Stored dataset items

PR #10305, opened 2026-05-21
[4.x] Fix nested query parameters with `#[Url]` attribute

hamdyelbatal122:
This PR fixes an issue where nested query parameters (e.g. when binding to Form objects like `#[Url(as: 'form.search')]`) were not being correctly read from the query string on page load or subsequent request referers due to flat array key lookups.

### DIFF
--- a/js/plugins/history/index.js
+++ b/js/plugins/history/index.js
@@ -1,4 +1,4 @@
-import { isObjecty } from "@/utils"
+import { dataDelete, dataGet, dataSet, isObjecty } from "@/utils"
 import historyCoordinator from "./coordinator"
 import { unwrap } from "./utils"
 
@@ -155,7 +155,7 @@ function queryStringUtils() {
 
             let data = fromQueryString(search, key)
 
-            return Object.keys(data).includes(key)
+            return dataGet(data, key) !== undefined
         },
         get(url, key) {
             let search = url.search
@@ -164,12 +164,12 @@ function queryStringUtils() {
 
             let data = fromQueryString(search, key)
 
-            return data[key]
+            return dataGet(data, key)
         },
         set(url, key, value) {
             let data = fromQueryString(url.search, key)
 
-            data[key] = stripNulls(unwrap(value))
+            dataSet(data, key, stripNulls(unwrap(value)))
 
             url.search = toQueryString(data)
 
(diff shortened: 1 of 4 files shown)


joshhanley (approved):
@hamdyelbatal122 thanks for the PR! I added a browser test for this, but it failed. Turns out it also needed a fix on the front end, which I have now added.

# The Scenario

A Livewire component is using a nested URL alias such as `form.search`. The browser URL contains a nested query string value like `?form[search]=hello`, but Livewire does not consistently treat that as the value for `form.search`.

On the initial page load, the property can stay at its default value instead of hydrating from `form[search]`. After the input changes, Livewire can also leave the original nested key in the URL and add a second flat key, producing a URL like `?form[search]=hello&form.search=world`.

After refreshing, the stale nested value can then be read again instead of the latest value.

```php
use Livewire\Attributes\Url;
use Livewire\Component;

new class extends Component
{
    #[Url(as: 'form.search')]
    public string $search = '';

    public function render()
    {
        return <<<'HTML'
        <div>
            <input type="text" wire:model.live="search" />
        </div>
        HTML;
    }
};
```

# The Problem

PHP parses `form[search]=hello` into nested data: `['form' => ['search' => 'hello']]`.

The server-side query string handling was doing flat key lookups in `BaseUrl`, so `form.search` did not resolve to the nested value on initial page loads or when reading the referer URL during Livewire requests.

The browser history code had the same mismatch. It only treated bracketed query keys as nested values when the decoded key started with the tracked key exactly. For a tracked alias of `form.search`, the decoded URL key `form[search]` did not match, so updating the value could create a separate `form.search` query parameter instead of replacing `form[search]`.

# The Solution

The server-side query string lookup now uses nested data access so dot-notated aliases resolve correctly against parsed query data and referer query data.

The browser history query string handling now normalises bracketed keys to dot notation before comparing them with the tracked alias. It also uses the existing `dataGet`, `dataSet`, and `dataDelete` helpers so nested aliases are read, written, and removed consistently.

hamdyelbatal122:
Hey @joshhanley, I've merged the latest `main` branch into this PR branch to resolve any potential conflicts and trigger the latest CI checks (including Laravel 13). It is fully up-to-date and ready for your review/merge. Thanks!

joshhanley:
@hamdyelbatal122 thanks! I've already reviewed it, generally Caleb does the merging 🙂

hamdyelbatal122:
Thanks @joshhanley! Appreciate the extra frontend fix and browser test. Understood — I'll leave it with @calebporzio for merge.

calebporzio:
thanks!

...

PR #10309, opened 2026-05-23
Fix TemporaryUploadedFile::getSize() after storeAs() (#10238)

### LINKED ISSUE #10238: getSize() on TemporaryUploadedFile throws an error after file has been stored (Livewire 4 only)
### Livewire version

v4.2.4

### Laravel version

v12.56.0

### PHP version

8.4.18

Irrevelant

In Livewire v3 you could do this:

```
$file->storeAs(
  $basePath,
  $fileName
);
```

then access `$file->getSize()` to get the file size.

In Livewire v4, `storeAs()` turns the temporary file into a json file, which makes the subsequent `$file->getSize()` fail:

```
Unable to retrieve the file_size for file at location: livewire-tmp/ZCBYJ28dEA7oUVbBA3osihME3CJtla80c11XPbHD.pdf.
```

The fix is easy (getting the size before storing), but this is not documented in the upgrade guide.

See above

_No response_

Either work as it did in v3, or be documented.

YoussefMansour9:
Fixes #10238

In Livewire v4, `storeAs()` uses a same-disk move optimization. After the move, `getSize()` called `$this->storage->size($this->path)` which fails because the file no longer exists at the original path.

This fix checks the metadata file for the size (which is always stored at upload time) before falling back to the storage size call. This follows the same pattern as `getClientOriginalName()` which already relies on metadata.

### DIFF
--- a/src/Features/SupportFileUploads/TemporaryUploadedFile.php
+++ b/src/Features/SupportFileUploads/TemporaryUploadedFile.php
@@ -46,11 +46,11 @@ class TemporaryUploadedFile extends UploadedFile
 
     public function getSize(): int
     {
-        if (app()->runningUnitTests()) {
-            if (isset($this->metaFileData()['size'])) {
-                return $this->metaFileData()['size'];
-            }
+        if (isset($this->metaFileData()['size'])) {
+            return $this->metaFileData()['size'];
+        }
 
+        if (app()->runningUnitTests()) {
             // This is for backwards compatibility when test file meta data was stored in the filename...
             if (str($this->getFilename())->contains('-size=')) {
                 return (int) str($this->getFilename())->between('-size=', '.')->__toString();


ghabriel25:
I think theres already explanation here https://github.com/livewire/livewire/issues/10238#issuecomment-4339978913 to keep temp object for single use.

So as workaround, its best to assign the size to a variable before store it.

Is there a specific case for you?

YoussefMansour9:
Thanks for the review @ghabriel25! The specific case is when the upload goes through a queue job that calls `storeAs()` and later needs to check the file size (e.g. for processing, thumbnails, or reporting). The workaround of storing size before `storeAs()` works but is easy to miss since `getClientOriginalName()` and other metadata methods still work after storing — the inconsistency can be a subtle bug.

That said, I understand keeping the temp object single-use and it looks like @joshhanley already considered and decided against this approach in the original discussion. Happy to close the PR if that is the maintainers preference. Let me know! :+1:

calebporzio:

* * *

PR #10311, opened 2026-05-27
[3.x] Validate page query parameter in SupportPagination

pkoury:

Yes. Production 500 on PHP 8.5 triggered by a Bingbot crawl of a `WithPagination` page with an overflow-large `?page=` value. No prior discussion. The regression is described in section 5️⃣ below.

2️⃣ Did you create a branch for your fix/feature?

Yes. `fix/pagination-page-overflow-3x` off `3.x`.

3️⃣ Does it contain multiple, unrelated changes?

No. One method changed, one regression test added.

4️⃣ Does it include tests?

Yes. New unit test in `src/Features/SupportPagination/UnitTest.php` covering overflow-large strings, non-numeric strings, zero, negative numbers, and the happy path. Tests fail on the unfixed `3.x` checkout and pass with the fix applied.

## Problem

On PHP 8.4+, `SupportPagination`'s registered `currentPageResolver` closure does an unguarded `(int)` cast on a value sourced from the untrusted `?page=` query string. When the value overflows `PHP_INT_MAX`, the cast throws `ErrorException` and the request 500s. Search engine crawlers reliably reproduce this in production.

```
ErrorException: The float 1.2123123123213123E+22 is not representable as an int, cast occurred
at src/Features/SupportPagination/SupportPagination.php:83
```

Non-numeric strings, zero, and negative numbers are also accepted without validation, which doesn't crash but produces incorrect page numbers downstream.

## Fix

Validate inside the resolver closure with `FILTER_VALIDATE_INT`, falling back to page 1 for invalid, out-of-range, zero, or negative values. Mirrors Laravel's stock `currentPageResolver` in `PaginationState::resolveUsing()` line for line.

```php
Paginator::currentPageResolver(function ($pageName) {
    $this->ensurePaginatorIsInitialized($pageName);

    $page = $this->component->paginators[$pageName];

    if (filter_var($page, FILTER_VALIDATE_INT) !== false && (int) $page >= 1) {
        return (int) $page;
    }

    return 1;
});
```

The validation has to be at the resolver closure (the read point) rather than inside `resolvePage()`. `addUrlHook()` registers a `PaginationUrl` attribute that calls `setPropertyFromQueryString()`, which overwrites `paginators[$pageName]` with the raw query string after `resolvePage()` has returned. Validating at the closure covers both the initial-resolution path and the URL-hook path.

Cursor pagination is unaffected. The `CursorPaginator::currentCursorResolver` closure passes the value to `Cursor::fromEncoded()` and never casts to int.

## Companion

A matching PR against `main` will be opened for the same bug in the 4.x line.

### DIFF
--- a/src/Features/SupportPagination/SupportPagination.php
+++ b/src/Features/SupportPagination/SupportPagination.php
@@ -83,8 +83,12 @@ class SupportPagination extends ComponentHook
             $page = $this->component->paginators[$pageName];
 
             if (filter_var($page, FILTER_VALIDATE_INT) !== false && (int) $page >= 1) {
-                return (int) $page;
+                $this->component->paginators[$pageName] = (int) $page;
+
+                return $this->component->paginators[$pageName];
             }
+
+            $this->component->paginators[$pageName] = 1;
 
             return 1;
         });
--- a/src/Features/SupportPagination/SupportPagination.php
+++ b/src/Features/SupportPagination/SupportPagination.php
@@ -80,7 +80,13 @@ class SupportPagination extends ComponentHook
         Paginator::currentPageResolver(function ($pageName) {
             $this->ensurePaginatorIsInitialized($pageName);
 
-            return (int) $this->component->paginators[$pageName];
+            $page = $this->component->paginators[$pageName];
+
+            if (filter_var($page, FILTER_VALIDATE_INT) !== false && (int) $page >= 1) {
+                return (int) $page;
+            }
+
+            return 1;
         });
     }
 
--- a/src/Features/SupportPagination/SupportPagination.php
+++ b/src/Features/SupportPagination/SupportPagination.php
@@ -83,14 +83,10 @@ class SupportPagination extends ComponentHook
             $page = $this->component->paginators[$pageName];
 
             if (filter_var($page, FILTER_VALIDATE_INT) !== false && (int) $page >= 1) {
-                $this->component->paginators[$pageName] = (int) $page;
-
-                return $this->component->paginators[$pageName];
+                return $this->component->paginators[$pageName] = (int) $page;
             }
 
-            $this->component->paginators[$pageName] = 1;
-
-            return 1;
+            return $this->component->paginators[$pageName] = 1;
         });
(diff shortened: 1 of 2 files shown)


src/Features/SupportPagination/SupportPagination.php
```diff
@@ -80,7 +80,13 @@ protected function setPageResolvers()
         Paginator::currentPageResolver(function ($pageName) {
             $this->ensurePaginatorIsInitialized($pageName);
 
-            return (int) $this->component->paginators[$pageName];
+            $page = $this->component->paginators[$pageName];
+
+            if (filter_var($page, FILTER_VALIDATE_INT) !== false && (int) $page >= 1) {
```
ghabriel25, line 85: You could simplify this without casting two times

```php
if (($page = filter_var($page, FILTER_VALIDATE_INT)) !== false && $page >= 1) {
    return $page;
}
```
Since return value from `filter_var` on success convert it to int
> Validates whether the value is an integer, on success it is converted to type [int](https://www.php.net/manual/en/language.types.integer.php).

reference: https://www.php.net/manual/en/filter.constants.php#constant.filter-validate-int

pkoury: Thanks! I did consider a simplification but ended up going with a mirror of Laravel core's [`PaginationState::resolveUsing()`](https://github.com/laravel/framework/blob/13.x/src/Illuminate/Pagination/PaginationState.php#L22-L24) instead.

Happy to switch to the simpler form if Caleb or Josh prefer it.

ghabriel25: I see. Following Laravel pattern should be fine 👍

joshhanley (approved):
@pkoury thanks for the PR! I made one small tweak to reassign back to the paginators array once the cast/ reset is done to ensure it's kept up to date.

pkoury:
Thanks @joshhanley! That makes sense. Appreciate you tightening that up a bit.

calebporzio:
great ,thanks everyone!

TASK BRIEF
With the line that has "PR #10305, opened 2026-05-21" as the first and the line that has "data[key] = stripNulls(unwrap(value))" as the last, repeat exactly that run of lines above and no more.

EXERCISE OUTPUT
PR #10305, opened 2026-05-21
[4.x] Fix nested query parameters with `#[Url]` attribute

hamdyelbatal122:
This PR fixes an issue where nested query parameters (e.g. when binding to Form objects like `#[Url(as: 'form.search')]`) were not being correctly read from the query string on page load or subsequent request referers due to flat array key lookups.

### DIFF
--- a/js/plugins/history/index.js
+++ b/js/plugins/history/index.js
@@ -1,4 +1,4 @@
-import { isObjecty } from "@/utils"
+import { dataDelete, dataGet, dataSet, isObjecty } from "@/utils"
 import historyCoordinator from "./coordinator"
 import { unwrap } from "./utils"
 
@@ -155,7 +155,7 @@ function queryStringUtils() {
 
             let data = fromQueryString(search, key)
 
-            return Object.keys(data).includes(key)
+            return dataGet(data, key) !== undefined
         },
         get(url, key) {
             let search = url.search
@@ -164,12 +164,12 @@ function queryStringUtils() {
 
             let data = fromQueryString(search, key)
 
-            return data[key]
+            return dataGet(data, key)
         },
         set(url, key, value) {
             let data = fromQueryString(url.search, key)
 
-            data[key] = stripNulls(unwrap(value))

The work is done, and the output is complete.